Handling the InvocationTargetException and rethrowing its cause at below positions should handle things as described.

} catch (InvocationTargetException e) {
            throw (RuntimeException) e.getCause();

Versions:

lukaseder commented 6 years ago

There are many ways we could do this. The status quo will always wrap an exception in a ReflectException. Your option could work just as well, but I don't see a compelling enough advantage right now to change the behaviour incompatibly.

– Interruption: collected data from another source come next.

PR #6262, opened 2024-03-18
Add new keywords to LLVM IR mode

marcauberer:
Add new keywords to LLVM IR, taken from the list: https://llvm.org/docs/LangRef.html#parameter-attributes


OfekShilon:
Thanks for this!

lars-sh commented 6 years ago

Sure, compatibility is a point. I just wonder what developers might expect from the API.

At least for me it's the expectation, that Reflect.on(Example.class).create().get() works mostly the same way new Example() does - except, that reflection is used to achieve things. ReflectException is what I expect once there's a problem with reflection stuff.

lukaseder commented 6 years ago

@lars-sh I would expect a third party reflection API to work like the JDK reflection API, i.e. to throw their own exceptions. Look at your sample code. You didn't catch the NPE, but a InvocationTargetException.

Again, there are many ways to do things. I don't really disagree with your approach, but the ship has sailed for jOOR, unless there are very compelling reasons to change the current behaviour.